(Task to carry out) Return exactly the lines of the entries, from the one with "--- a/setup.py" to the last.
= = =
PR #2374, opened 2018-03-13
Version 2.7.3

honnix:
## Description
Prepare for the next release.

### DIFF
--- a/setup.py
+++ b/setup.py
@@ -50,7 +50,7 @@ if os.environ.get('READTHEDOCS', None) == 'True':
= = =
(Result of this exercise)
--- a/setup.py
+++ b/setup.py
@@ -50,7 +50,7 @@ if os.environ.get('READTHEDOCS', None) == 'True':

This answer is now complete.